## Work to complete
All entries below must be reproduced without a single change.

## Data under study

· · · ·

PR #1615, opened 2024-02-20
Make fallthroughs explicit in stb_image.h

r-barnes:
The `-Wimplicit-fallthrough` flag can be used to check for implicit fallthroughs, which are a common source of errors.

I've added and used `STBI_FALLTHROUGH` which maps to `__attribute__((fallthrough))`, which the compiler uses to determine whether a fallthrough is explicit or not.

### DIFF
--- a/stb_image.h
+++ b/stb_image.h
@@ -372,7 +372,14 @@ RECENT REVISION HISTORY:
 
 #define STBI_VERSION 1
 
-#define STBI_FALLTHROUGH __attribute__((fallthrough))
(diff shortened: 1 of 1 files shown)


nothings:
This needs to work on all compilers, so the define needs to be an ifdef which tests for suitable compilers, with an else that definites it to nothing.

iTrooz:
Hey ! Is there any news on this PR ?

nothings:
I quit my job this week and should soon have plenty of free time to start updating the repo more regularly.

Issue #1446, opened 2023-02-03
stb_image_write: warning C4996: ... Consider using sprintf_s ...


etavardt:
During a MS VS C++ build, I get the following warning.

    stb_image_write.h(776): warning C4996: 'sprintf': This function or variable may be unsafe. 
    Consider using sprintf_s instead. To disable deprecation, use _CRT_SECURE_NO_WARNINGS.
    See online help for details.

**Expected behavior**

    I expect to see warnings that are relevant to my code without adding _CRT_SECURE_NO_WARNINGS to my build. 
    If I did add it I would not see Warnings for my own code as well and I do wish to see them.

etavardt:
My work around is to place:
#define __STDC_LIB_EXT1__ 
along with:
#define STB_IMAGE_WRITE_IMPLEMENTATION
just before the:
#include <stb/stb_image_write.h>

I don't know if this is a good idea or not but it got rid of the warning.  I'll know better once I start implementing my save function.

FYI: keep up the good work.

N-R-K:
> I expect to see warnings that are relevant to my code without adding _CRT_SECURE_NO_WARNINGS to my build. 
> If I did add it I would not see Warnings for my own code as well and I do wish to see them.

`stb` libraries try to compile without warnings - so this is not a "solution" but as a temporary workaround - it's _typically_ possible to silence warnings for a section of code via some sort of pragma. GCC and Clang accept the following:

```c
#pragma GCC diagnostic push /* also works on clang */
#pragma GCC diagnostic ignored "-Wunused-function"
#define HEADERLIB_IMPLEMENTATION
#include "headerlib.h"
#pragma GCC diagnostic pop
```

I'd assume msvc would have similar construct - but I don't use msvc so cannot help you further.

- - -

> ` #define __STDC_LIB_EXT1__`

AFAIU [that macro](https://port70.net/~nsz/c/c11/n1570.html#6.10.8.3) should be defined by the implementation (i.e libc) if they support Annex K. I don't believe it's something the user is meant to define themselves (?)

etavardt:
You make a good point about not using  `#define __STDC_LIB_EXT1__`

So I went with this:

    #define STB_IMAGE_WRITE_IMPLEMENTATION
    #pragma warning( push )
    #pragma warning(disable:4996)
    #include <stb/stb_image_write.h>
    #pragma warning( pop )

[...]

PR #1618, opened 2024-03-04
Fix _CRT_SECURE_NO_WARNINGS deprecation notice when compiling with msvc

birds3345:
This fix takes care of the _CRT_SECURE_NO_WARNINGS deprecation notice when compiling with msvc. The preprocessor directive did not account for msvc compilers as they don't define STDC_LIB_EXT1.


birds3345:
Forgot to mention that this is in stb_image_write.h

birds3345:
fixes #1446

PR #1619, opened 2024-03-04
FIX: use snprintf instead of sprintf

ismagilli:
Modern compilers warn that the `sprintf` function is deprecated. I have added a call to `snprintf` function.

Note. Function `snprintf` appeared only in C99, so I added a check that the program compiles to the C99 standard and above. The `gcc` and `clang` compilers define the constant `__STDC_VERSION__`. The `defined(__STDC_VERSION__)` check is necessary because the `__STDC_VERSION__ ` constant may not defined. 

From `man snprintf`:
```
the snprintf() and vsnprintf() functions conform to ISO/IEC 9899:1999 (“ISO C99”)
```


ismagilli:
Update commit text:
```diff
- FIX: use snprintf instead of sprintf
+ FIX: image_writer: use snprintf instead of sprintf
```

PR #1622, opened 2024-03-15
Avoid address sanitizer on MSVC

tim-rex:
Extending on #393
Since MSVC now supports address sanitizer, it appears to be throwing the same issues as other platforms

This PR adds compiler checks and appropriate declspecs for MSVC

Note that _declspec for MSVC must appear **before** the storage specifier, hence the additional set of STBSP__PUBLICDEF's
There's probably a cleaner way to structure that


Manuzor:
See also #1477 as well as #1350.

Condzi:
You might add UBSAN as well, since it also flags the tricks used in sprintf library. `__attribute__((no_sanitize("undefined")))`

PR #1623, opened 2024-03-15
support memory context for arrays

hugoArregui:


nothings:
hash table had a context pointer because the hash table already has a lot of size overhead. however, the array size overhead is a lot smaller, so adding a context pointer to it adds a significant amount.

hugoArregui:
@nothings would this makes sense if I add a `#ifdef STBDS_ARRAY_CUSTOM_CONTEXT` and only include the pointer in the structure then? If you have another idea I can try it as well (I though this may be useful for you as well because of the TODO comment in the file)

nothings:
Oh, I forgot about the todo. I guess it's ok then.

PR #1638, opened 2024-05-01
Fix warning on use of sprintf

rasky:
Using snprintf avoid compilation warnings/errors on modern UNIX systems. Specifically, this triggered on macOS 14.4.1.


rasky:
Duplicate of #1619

· · · ·

## Exercise output
PR #1615, opened 2024-02-20
Make fallthroughs explicit in stb_image.h

r-barnes:
The `-Wimplicit-fallthrough` flag can be used to check for implicit fallthroughs, which are a common source of errors.

I've added and used `STBI_FALLTHROUGH` which maps to `__attribute__((fallthrough))`, which the compiler uses to determine whether a fallthrough is explicit or not.

### DIFF
--- a/stb_image.h
+++ b/stb_image.h
@@ -372,7 +372,14 @@ RECENT REVISION HISTORY:
 
 #define STBI_VERSION 1
 
-#define STBI_FALLTHROUGH __attribute__((fallthrough))
(diff shortened: 1 of 1 files shown)


nothings:
This needs to work on all compilers, so the define needs to be an ifdef which tests for suitable compilers, with an else that definites it to nothing.

iTrooz:
Hey ! Is there any news on this PR ?

nothings:
I quit my job this week and should soon have plenty of free time to start updating the repo more regularly.

Issue #1446, opened 2023-02-03
stb_image_write: warning C4996: ... Consider using sprintf_s ...


etavardt:
During a MS VS C++ build, I get the following warning.

    stb_image_write.h(776): warning C4996: 'sprintf': This function or variable may be unsafe. 
    Consider using sprintf_s instead. To disable deprecation, use _CRT_SECURE_NO_WARNINGS.
    See online help for details.

**Expected behavior**

    I expect to see warnings that are relevant to my code without adding _CRT_SECURE_NO_WARNINGS to my build. 
    If I did add it I would not see Warnings for my own code as well and I do wish to see them.

etavardt:
My work around is to place:
#define __STDC_LIB_EXT1__ 
along with:
#define STB_IMAGE_WRITE_IMPLEMENTATION
just before the:
#include <stb/stb_image_write.h>

I don't know if this is a good idea or not but it got rid of the warning.  I'll know better once I start implementing my save function.

FYI: keep up the good work.

N-R-K:
> I expect to see warnings that are relevant to my code without adding _CRT_SECURE_NO_WARNINGS to my build. 
> If I did add it I would not see Warnings for my own code as well and I do wish to see them.

`stb` libraries try to compile without warnings - so this is not a "solution" but as a temporary workaround - it's _typically_ possible to silence warnings for a section of code via some sort of pragma. GCC and Clang accept the following:

```c
#pragma GCC diagnostic push /* also works on clang */
#pragma GCC diagnostic ignored "-Wunused-function"
#define HEADERLIB_IMPLEMENTATION
#include "headerlib.h"
#pragma GCC diagnostic pop
```

I'd assume msvc would have similar construct - but I don't use msvc so cannot help you further.

- - -

> ` #define __STDC_LIB_EXT1__`

AFAIU [that macro](https://port70.net/~nsz/c/c11/n1570.html#6.10.8.3) should be defined by the implementation (i.e libc) if they support Annex K. I don't believe it's something the user is meant to define themselves (?)

etavardt:
You make a good point about not using  `#define __STDC_LIB_EXT1__`

So I went with this:

    #define STB_IMAGE_WRITE_IMPLEMENTATION
    #pragma warning( push )
    #pragma warning(disable:4996)
    #include <stb/stb_image_write.h>
    #pragma warning( pop )

[...]

PR #1618, opened 2024-03-04
Fix _CRT_SECURE_NO_WARNINGS deprecation notice when compiling with msvc

birds3345:
This fix takes care of the _CRT_SECURE_NO_WARNINGS deprecation notice when compiling with msvc. The preprocessor directive did not account for msvc compilers as they don't define STDC_LIB_EXT1.


birds3345:
Forgot to mention that this is in stb_image_write.h

birds3345:
fixes #1446

PR #1619, opened 2024-03-04
FIX: use snprintf instead of sprintf

ismagilli:
Modern compilers warn that the `sprintf` function is deprecated. I have added a call to `snprintf` function.

Note. Function `snprintf` appeared only in C99, so I added a check that the program compiles to the C99 standard and above. The `gcc` and `clang` compilers define the constant `__STDC_VERSION__`. The `defined(__STDC_VERSION__)` check is necessary because the `__STDC_VERSION__ ` constant may not defined. 

From `man snprintf`:
```
the snprintf() and vsnprintf() functions conform to ISO/IEC 9899:1999 (“ISO C99”)
```


ismagilli:
Update commit text:
```diff
- FIX: use snprintf instead of sprintf
+ FIX: image_writer: use snprintf instead of sprintf
```

PR #1622, opened 2024-03-15
Avoid address sanitizer on MSVC

tim-rex:
Extending on #393
Since MSVC now supports address sanitizer, it appears to be throwing the same issues as other platforms

This PR adds compiler checks and appropriate declspecs for MSVC

Note that _declspec for MSVC must appear **before** the storage specifier, hence the additional set of STBSP__PUBLICDEF's
There's probably a cleaner way to structure that


Manuzor:
See also #1477 as well as #1350.

Condzi:
You might add UBSAN as well, since it also flags the tricks used in sprintf library. `__attribute__((no_sanitize("undefined")))`

PR #1623, opened 2024-03-15
support memory context for arrays

hugoArregui:


nothings:
hash table had a context pointer because the hash table already has a lot of size overhead. however, the array size overhead is a lot smaller, so adding a context pointer to it adds a significant amount.

hugoArregui:
@nothings would this makes sense if I add a `#ifdef STBDS_ARRAY_CUSTOM_CONTEXT` and only include the pointer in the structure then? If you have another idea I can try it as well (I though this may be useful for you as well because of the TODO comment in the file)

nothings:
Oh, I forgot about the todo. I guess it's ok then.

PR #1638, opened 2024-05-01
Fix warning on use of sprintf

rasky:
Using snprintf avoid compilation warnings/errors on modern UNIX systems. Specifically, this triggered on macOS 14.4.1.


rasky:
Duplicate of #1619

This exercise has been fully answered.